■ **Assignment**:
Where a line of the material includes the string "hazards", copy that line.

····················

PR #3189, opened 2023-10-25
On Wayland, improve initial user size handling

### LINKED ISSUE #3187: Delay `size` convertion on Wayland until we get scaling for initial window
This should be possible now with the updated wording to `xdg_shell`, new `wl_compositor`, and `wp_fractional_scale`.

However, we can't do anything like that about logical sizes for `min/max` inner sizes.

kchibisov:
Keep the user provided size in the original values and convert only when we're getting a `configure` event. On some compositors will have a scale available, so it'll work, however with some we'll still have old 'pick 1` as default.

Also configure_bounds when compositor tells the user to pick the size, that will ensure that initial `with_inner_size` won't grow beyond the working area.

Fixes #3187.

@dhardy can you test this? It should probably make the `PhysicalSize` work on at least some systems and if you pass the big `with_inner_size` winit will constrain to the the size compositor wants.

### DIFF
--- a/CHANGELOG.md
+++ b/CHANGELOG.md
@@ -11,7 +11,10 @@ Unreleased` header.
 
 # Unreleased
 
+- On Wayland, apply correct scale to `PhysicalSize` passed in `WindowBuilder::with_inner_size` when possible.
 - On Wayland, fix `RedrawRequsted` being always sent without decorations and `sctk-adwaita` feature.
+- On Wayland, ignore resize requests when the window is fully tiled.
+- On Wayland, use `configure_bounds` to constrain `with_inner_size` when compositor wants users to pick size.
 - On Windows, fix deadlock when accessing the state during `Cursor{Enter,Leave}`.
 - On macOS, fix deadlock when entering a nested event loop from an event handler.
 
--- a/src/platform_impl/linux/wayland/window/state.rs
+++ b/src/platform_impl/linux/wayland/window/state.rs
@@ -28,7 +28,7 @@ use sctk::shm::Shm;
 use sctk::subcompositor::SubcompositorState;
 use wayland_protocols_plasma::blur::client::org_kde_kwin_blur::OrgKdeKwinBlur;
 
-use crate::dpi::{LogicalPosition, LogicalSize};
+use crate::dpi::{LogicalPosition, LogicalSize, PhysicalSize, Size};
 use crate::error::{ExternalError, NotSupportedError};
 use crate::event::WindowEvent;
 use crate::platform_impl::wayland::event_loop::sink::EventSink;
@@ -133,6 +133,10 @@ pub struct WindowState {
     /// sends `None` for the new size in the configure.
     stateless_size: LogicalSize<u32>,
 
+    /// Initial window size provided by the user. Removed on the first
+    /// configure.
+    initial_size: Option<Size>,
+
     /// The state of the frame callback.
     frame_callback_state: FrameCallbackState,
 
@@ -153,7 +157,7 @@ impl WindowState {
         connection: Connection,
         queue_handle: &QueueHandle<WinitState>,
         winit_state: &WinitState,
-        size: LogicalSize<u32>,
+        initial_size: Size,
         window: Window,
         theme: Option<Theme>,
     ) -> Self {
@@ -194,8 +198,9 @@ impl WindowState {
             resizable: true,
             scale_factor: 1.,
             shm: winit_state.shm.wl_shm().clone(),
-            size,
-            stateless_size: size,
+            size: initial_size.to_logical(1.),
+            stateless_size: initial_size.to_logical(1.),
+            initial_size: Some(initial_size),
             text_inputs: Vec::new(),
             theme,
             title: String::default(),
@@ -253,6 +258,14 @@ impl WindowState {
         subcompositor: &Arc<SubcompositorState>,
         event_sink: &mut EventSink,
     ) -> LogicalSize<u32> {
+        // NOTE: when using fractional scaling or wl_compositor@v6 the scaling
+        // should be delivered before the first configure, thus apply it to
+        // properly scale the physical sizes provided by the users.
+        if let Some(initial_size) = self.initial_size.take() {
+            self.size = initial_size.to_logical(self.scale_factor());
+            self.stateless_size = self.size;
+        }
+
         if configure.decoration_mode == DecorationMode::Client
             && self.frame.is_none()
             && !self.csd_fails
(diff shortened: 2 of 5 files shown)


CHANGELOG.md
```diff
@@ -12,6 +12,9 @@ Unreleased` header.
 # Unreleased
 
 - On Windows, fix deadlock when accessing the state during `Cursor{Enter,Leave}`.
+- On Wayland, apply correct scale to `PhysicalSize` passed in `WindowBuilder::with_inner_size` when possible.
+- On Wayland, use `configure_bounds` to constrain `with_inner_size` when compositor wants users to pick size.
```
YaLTeR, line 16: I think that there should still be a way to ignore the `configure_bounds` hint. I.e. if I'm making a game and want to spawn it at an exact resolution for testing, even if larger than the working area, I should be able to do that.

kchibisov: The constraint is the same as in GTK btw. Games do create in fullscreen though, so all of that is not applied to them, since fullscreen has size in configure.

YaLTeR: > The constraint is the same as in GTK btw

I argued with GTK devs about this too, I think it's wrong there also.

> Games do create in fullscreen though, so all of that is not applied to them, since fullscreen has size in configure.

Not necessarily. Windowed mode in games is very much a thing, there's even "borderless window" mode in many games.

kchibisov: I still don't know a single game which can open large than working area. And anyway, the game can resize itself to the size it wants it to be.

src/platform_impl/linux/wayland/window/state.rs
```diff
@@ -297,30 +310,46 @@ impl WindowState {
...
+        if constrain {
+            let bounds = self.inner_size_bounds(&configure);
+            new_size.width = bounds
+                .0
+                .map(|bound_w| new_size.width.min(bound_w.get()))
+                .unwrap_or(new_size.width);
+            new_size.width = bounds
+                .1
+                .map(|bound_h| new_size.height.min(bound_h.get()))
+                .unwrap_or(new_size.height);
```
dhardy, line 350: That should be `new_size.height = ...`. Explains why my windows are square...

dhardy:
@kchibisov this does fix initial window sizing using physical-size as input for me (kwin / Wayland), yes. (The height, that is.)

Ultimately though, should winit support constructing windows with physical size on Wayland at all? It turns out my code still needs adaptation since initial sizing currently uses the discovered "monitor scale value" of 2 not the window value (1.5)... there is no way to correctly compute the window size in physical pixels before constructing the window.

I can of course refactor the code to construct a window with some initial size (like 1x1) then resize after discovering the scale factor, but this still means that there is zero point supporting initial size specification in physical pixels.

kchibisov:
>I can of course refactor the code to construct a window with some initial size (like 1x1) then resize after discovering the scale factor, but this still means that there is zero point supporting initial size specification in physical pixels.

I mean, usually you just use logical pixels so the window size is the same regardless of what you have. physical size is more for games, not for UIs. We can't just restrict the use of `PhysicalSize` in winit on Wayland, since it's a cross platform toolkit and physical size still works.

Maybe winit should just use logical everywhere for setting sizes, since it's the most reliable thing anyway, but use Physical for drawing, because that's what matters for drawing.

kchibisov:
Also, resizing on Wayland is really cheap, since it's just assign `width` and `height`, the actual resizes are on the user, so you can just create window with the size you want (`LogicalSize`) and then resize again.

kchibisov:
The point is that `PhysicalSize` is mostly for games, they don't care about scale at all, they need this raw physical size data. They also has in-game UI to scale when possible.

GUIs on the other side should model everything in a logical pixels, so they don't need to know anything about `scaling` at all, since the layout is in logical. However when drawing, they could probably need to know about scaling to increase the size.

macOS for example is also logical pixels, but it's just scale of 2 most of the time.

dhardy:
> Maybe winit should just use logical everywhere for setting sizes, since it's the most reliable thing anyway, but use Physical for drawing, because that's what matters for drawing.

Winit should avoid portability hazards or at least document them. There are plenty of cases where platform-specific behaviour *is* already documented in the API, so possibly that's the best option.

It doesn't matter so much if certain conversions must be done by the user, *so long as there is a clear documented method of doing so*. In other words, if, say, window sizing used only logical pixels, but the application wanted a precise size in physical pixels, the application could convert that to logical even though on platforms like X11 it would need to be converted back to physical. `winit::dpi::Size` already uses `f64` for logical sizes so loss-less conversion should be possible.

Caveat: this type of conversion only makes sense when the scale factor is reliably known. On some platforms this requires constructing a window first. It would be nice if other platforms had a method on `EventLoopWindowTarget` like `fn single_scale_factor(&self) -> Option<f64>` which returns `None` on platforms like Wayland which are not restricted to a single scale factor.

dhardy:
> GUIs on the other side should model everything in a logical pixels, so they don't need to know anything about scaling at all, since the layout is in logical.

This is an assumption I've been trying to break for years because linear scaling is not optimal.

kchibisov:
>This is an assumption I've been trying to break for years because linear scaling is not optimal

Well, you can look what QT is doing, it can scale to any scale without any issue.

dhardy:
Err... are you telling me that it uses linear scaling (which obviously *works* even if sometimes sub-optimal) or that it uses non-linear scaling (thus breaking your argument)?

kchibisov:
It has non-linear, but I think it just uses physical pixels and not rely on scaling factor you pick. You can decide on the window sizes based as per-cent of monitor. I'm not familiar with `QT` but restricting physical sizes is not that hard, you also don't need any scaling for it at all, you just use it when you try to scale your internal UI, but the canvas sizes are all physical.

I'm just saying that there're approaches, and only few require you to know scaling before creating the window, and you can always resize.

I know that I'll change all the logic to create window with the next release, so it could not an issue in the future, but I'm still thinking on how to approach everything correctly.

dhardy:
Aha. Yes, that's my approach, it just means that the initial scaled size is more an estimate than the target. But that's fine I guess (and generally the estimate works well enough anyway).

If Winit only supports logical sizes in windows it forces the user to only convert when a scale factor is available, which helps avoid portability hazards.

I think toolkits like mine and Qt may have to use two paths for optimal cross-platform support:

- Where the scale factor is known in advance, calculate the layout and size once and construct the window with the correct initial size. An API like `EventLoopWindowTarget::single_scale_factor` (see above) helps here.
- Otherwise, construct the window then recompute layout and resize after the scale factor is known (or at least recompute layout at the correct size in physical pixels).

dhardy:
> I think toolkits like mine and Qt may have to use two paths for optimal cross-platform support:

But given that X11 is dying and Windows now supports per-window scale-factors, the first case above is not really worth supporting.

····················

■ **Response to the exercise**:
Winit should avoid portability hazards or at least document them. There are plenty of cases where platform-specific behaviour *is* already documented in the API, so possibly that's the best option.
If Winit only supports logical sizes in windows it forces the user to only convert when a scale factor is available, which helps avoid portability hazards.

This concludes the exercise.